— What the task requires —
Lines with the word "were" in them are the ones to copy from the records.

— Material to process —
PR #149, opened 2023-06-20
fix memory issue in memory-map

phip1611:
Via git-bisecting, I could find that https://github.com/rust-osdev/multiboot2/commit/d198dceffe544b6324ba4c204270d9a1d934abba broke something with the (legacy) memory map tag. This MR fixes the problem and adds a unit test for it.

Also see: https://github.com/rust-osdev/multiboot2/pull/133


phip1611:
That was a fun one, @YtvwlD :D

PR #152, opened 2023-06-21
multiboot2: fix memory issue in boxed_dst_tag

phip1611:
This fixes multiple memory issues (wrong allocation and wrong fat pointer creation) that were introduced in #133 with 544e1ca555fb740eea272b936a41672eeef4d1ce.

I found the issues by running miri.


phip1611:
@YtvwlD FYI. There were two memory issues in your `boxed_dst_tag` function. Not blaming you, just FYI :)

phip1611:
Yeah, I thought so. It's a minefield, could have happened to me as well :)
...
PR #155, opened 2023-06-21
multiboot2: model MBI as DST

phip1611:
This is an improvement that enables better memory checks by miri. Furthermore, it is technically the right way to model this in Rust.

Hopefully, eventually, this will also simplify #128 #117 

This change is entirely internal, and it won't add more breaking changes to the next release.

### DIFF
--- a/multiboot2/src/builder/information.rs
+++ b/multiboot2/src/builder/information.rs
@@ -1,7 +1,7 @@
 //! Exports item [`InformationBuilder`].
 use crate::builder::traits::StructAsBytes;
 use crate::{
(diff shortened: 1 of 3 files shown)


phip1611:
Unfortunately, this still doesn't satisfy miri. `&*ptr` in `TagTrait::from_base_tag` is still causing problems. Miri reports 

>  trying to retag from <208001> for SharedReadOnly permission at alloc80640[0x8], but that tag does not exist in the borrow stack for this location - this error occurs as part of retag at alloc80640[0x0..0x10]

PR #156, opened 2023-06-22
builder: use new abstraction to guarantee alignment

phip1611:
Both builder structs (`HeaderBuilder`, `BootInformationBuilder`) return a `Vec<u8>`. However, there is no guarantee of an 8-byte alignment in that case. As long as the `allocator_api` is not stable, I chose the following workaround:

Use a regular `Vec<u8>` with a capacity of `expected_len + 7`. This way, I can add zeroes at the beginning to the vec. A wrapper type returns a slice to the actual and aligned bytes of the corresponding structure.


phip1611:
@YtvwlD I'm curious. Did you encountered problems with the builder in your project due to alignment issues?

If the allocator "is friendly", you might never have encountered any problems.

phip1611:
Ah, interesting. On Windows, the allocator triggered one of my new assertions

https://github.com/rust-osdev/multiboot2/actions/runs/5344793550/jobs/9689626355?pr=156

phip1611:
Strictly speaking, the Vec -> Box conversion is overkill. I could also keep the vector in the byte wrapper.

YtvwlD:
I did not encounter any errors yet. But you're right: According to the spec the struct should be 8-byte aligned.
* * *
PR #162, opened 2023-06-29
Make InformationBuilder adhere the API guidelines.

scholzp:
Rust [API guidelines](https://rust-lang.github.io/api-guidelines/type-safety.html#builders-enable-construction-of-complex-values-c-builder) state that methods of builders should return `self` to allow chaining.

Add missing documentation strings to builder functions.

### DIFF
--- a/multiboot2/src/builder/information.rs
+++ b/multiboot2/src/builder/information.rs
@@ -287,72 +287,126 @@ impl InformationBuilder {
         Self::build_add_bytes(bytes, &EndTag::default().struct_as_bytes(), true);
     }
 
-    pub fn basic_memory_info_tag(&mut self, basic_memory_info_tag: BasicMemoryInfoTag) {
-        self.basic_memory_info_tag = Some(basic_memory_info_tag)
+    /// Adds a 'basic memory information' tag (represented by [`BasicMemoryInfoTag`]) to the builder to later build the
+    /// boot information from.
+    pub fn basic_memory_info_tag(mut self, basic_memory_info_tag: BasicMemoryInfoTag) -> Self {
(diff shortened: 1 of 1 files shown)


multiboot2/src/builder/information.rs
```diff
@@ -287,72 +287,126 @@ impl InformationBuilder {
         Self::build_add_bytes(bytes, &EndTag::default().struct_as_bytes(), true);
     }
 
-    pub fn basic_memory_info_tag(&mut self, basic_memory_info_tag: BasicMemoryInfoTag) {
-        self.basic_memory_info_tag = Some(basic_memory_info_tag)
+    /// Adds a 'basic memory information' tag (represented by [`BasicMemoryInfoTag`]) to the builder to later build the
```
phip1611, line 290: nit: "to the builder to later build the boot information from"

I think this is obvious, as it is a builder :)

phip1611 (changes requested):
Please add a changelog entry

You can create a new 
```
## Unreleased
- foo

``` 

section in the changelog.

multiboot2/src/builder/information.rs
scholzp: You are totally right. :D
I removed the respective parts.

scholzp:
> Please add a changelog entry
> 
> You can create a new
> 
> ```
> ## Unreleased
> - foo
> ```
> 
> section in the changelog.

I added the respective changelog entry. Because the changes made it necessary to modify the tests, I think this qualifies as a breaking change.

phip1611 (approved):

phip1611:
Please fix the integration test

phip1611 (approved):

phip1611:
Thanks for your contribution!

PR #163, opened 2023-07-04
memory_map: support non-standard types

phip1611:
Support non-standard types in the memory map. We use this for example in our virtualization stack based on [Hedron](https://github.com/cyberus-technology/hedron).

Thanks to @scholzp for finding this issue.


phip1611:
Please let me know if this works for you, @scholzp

— Completed task —
This fixes multiple memory issues (wrong allocation and wrong fat pointer creation) that were introduced in #133 with 544e1ca555fb740eea272b936a41672eeef4d1ce.
@YtvwlD FYI. There were two memory issues in your `boxed_dst_tag` function. Not blaming you, just FYI :)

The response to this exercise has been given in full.